Since we haven't had rain in a long time- the river was low and the current was very slow. We were VERY impressed when we convinced Diva that it was ok to put all four hooves in... (she's the weenie out of the herd- the hydrophobic one!).......




:






But one hoof followed another until my little hydrophic Diva was actually having *fun*!

Soon She was leading US deeper! :new_shocked:






And she was having a blast!! Blowing bubbles, splashing, dancing around! :new_multi: Is this my Diva?!?!

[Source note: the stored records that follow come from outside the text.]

PR #7732, opened 2020-02-05
Make EditorBeatmap a drawable component

peppy:
Allows for scheduling and accessing DI components with ease. Also moves `UpdateHitObjects` here so it can be used more readily by other components (like the timeline).


bdach (approved):
seems to work, code looks better, so tentative approve here 👍

smoogipoo (approved):

PR #7733, opened 2020-02-05
Add spotlight selector to RankingsOverlay

EVAST9919:
Screenshot_3


osu.Game/Overlays/Rankings/SpotlightSelector.cs
```diff
@@ -36,50 +39,60 @@ public IEnumerable<APISpotlight> Spotlights
...
-                            Children = new Drawable[]
+                            dropdown = new SpotlightsDropdown
                             {
-                                startDateColumn = new InfoColumn(@"Start Date"),
-                                endDateColumn = new InfoColumn(@"End Date"),
+                                Anchor = Anchor.TopCentre,
+                                Origin = Anchor.TopCentre,
+                                RelativeSizeAxes = Axes.X,
+                                Current = Current,
+                                Depth = -float.MaxValue
```
bdach: I feel like this shouldn't be explicitly set for the dropdown. Dropdowns should by their nature have the dropdown content at the forefront of the screen always (can't think of any reasonable exceptions). Which is not to say this code is *wrong*, I just don't want this popping up with every dropdown usage - that could just mean the current default is not chosen correctly.

osu.Game/Overlays/Rankings/SpotlightSelector.cs
```diff
@@ -88,17 +101,24 @@ private void load(OverlayColourProvider colourProvider)
             background.Colour = colourProvider.Dark3;
         }
 
-        protected override void LoadComplete()
+        public void ShowInfo(APISpotlight spotlight, int mapCount)
```
bdach: This might as well have accepted the entire `GetSpotlightRankingsResponse` and saved a method argument.

osu.Game/Overlays/RankingsOverlay.cs
```diff
@@ -184,26 +215,51 @@ private Drawable createTableFromResponse(APIRequest request)
...
+                                RelativeSizeAxes = Axes.X,
+                                Spacing = new Vector2(10),
+                                Children = spotlightRequest.Result.BeatmapSets.Select(b => new DirectGridPanel(b.ToBeatmapSet(rulesets))
+                                {
+                                    Anchor = Anchor.TopCentre,
+                                    Origin = Anchor.TopCentre,
+                                }).ToList()
+                            }
+                        }
+                    };
```
bdach: Kinda feel this should be a method at least, if not a component.

osu.Game/Overlays/RankingsOverlay.cs
```diff
@@ -22,18 +26,24 @@ public class RankingsOverlay : FullscreenOverlay
...
         private readonly BasicScrollContainer scrollFlow;
-        private readonly Container tableContainer;
+        private readonly Container contentContainer;
         private readonly DimmedLoadingLayer loading;
         private readonly Box background;
+        private readonly RankingsOverlayHeader header;
 
         private APIRequest lastRequest;
         private CancellationTokenSource cancellationToken;
+        private GetSpotlightsRequest spotlightsRequest;
```
bdach: I'm not sure how I feel about this being all the way up here. I'd prefer it to be hidden somewhere below because now you have `lastRequest` and `spotlightsRequest` next to each other.

bdach (commented):
Code looks ok, albeit awkward in places. I feel there's some improvement to be gained here still.

osu.Game/Overlays/Rankings/SpotlightSelector.cs
EVAST9919: In most cases dropdown is a part of autosized drawable

EVAST9919: At this point I don't even remember, why I set it there. Will revisit and reply here

osu.Game/Overlays/Rankings/SpotlightSelector.cs
EVAST9919: Please, explain further, I don't really understand what are you trying to tell, sorry

osu.Game/Overlays/Rankings/SpotlightSelector.cs
bdach: I checked - it's because of the dropdown list getting covered by the neighbouring `FillFlowContainer` here when the dropdown is opened. The list should always have min depth when opened IMO.

osu.Game/Overlays/Rankings/SpotlightSelector.cs
bdach: In the overlay you're doing:
```csharp
header.SpotlightSelector.ShowInfo(spotlightRequest.Result.Spotlight, spotlightRequest.Result.BeatmapSets.Count);
```
while you could just do:
```csharp
header.SpotlightSelector.ShowInfo(spotlightRequest.Result);
```
and make `ShowInfo` only accept a single `GetSpotlightRankingsResponse`.

EVAST9919: Now I got it, good catch

bdach (dismissed):
I think this can go in as-is for now. The depth issue should probably be covered in a separate PR.

smoogipoo:
I'm able to replicate a crash in `TestFlagScopeDependency`:

1. Allow all the steps to complete.
2. Click the "spotlights" tab.

Crashes with:

```
[runtime:error] 2020-02-07 03:20:06: An unhandled error has occurred.
[runtime:error] 2020-02-07 03:20:06: System.NullReferenceException: Object reference not set to an instance of an object.
[runtime:error] 2020-02-07 03:20:06: at osu.Game.Overlays.RankingsOverlay.createScopedRequest() in /Users/smoogipoo/Repos/osu/osu.Game/Overlays/RankingsOverlay.cs:line 195
[runtime:error] 2020-02-07 03:20:06: at osu.Game.Overlays.RankingsOverlay.loadNewContent() in /Users/smoogipoo/Repos/osu/osu.Game/Overlays/RankingsOverlay.cs:line 167
[runtime:error] 2020-02-07 03:20:06: at osu.Framework.Threading.ScheduledDelegate.RunTask()
[runtime:error] 2020-02-07 03:20:06: at osu.Framework.Threading.Scheduler.Update()
```

smoogipoo (changes requested):
As mentioned.

osu.Game/Overlays/RankingsOverlay.cs
```diff
@@ -100,20 +110,31 @@ protected override void LoadComplete()
                 if (Country.Value != null)
                     Scope.Value = RankingsScope.Performance;
 
-                Scheduler.AddOnce(loadNewContent);
+                if (Scope.Value != RankingsScope.Spotlights)
+                    Scheduler.AddOnce(loadNewContent);
```
bdach: I am *very* not fine with this way of fixing the problem. What the crash scenario demonstrated is that the overlay can be forced to fire off requests to fetch spotlight ranks while not being in a ready state. At the point of the nullref being thrown neither `header.Spotlight` nor `header.Spotlights` were initialised to sane values.

This check is essentialy monkey-patching this edge case. I had to spend a good 10 minutes to understand why this is making the crash go away, and it is due to:

* spotlights changing `Country.Value` to `null`,
* which fires this `Country.BindValueChanged` subscriber with `RankingsScope.Spotlights` and not-ready state of not having any spotlights at all.

I feel like letting this remain at this state is just asking for trouble further down the line. In my opinion the proper direction to go forward with this is to go back on the decision to add the spotlight selector to the header and make a separate component for spotlight rankings, which will have:

* the spotlight dropdown along with the extra content,
* the actual ranking table,
* and the beatmap covers in the footer.

This component would be solely responsible for firing its own request and making sure it's in a sane state to start filtering, therefore encapsulating the spotlight logic and removing clutter from the top-level overlay.

bdach (changes requested):

osu.Game/Overlays/RankingsOverlay.cs
EVAST9919: Refactored

smoogipoo (approved):

smoogipoo (approved):
Looks good from me. @bdach feel free to merge.

bdach (approved):
Looks good. `RankingsOverlay` needs more work, but it's a good start. In the end I think all of the tabs should be extracted to their own separate layouts.

PR #7734, opened 2020-02-05
Add the ability to extend hold notes (spinners / sliders etc.) via timeline

peppy:
Also improves the visuals of timeline blueprints.

- Some objects may not update correctly just yet in the playfield (visually)
- [x] Depends on https://github.com/ppy/osu/pull/7732

screencast 2020-02-05 19-45-23


osu.Game.Rulesets.Catch/Objects/JuiceStream.cs
```diff
@@ -110,7 +110,11 @@ protected override void CreateNestedHitObjects()
             }
         }
 
-        public double EndTime => StartTime + this.SpanCount() * Path.Distance / Velocity;
+        public double EndTime
+        {
+            get => StartTime + this.SpanCount() * Path.Distance / Velocity;
+            set => throw new System.NotImplementedException();
```
bdach: If I'm understanding this right, using this setter is directly incorrect - so I'd throw `NotSupportedException` or `InvalidOperationException` (`NotImplemented` suggests it'll be implemented at some point)

bdach (commented):
Works well, code looks pretty good too. There were a couple of places I thought things could be a little nicer (the throwing setters being probably the most notable one) but I think this is ok for a starting point 👍

osu.Game.Rulesets.Catch/Objects/JuiceStream.cs
smoogipoo: `NotSupportedException` is probably more adequate here.

peppy: I was actually mistaken; we can already support this. Will implement correctly.

peppy: Ah, I left it out for simplicity. So let's go with `NotSupportedException` for now.

smoogipoo (approved):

MY Diva?! Almost covered in water?!?! No way! I wouldn't have believed it if I wasn't there myself! :new_shocked:






That was as deep as the river went in it's low state- but she had a blast!

We'll definatly be trying it again soon!



:






Thanks for looking everyone- this just goes to show you that there is hope- even for the hydrophobic ones!!!



: Luckily I have a ton of photos to document this!!


----------



## Lucky-C-Acres-Minis (Oct 10, 2007)

Love the pics!!! Way to go! Wish we had a 'swimming hole'


----------



## PaintedPromiseRanch (Oct 10, 2007)

how fun! we just had a chance to do this with our BIG riding horses... and had our own hydrophobe neck deep as well! then there is my filly who balked at entering the water and then LEAPED, soaking everyone...


----------



## twister (Oct 10, 2007)

:aktion033: great pictures and what a big, brave Diva :lol: Looks like great fun :bgrin

Yvonne


----------



## ChrystalPaths (Oct 10, 2007)

That was a wonderful pictorial story!


----------



## EAD Minis (Oct 10, 2007)

*Awsome pictures!!!Hope I can do that with mine some day. *


----------



## Matt73 (Oct 10, 2007)

Gorgeous!


----------



## Miniv (Oct 11, 2007)

That's great.........and she's a pretty girl, too!

MA


----------



## maplegum (Oct 11, 2007)

How much fun does that look! :new_shocked:

I used to go swimming with my riding horse years ago, so your photos bought back lots of happy memories.

Way to go Diva!!! :aktion033:


----------



## shoeboxstables (Oct 11, 2007)

Thanks everyone!!!

It was a Blast!! It was definatly a bonding expirience. Isn't it fun?!?!


----------



## MBhorses (Oct 11, 2007)

: great way to cool off.

cute photos.


----------



## Equuisize (Oct 12, 2007)

Bet that felt refreshing to her after a drive in that very unlike fall weather you've been having!

Probably felt pretty good to y ou guys to soak your feet, too!


----------



## Jill (Oct 12, 2007)

Great pictures! That looks like fun!!!


----------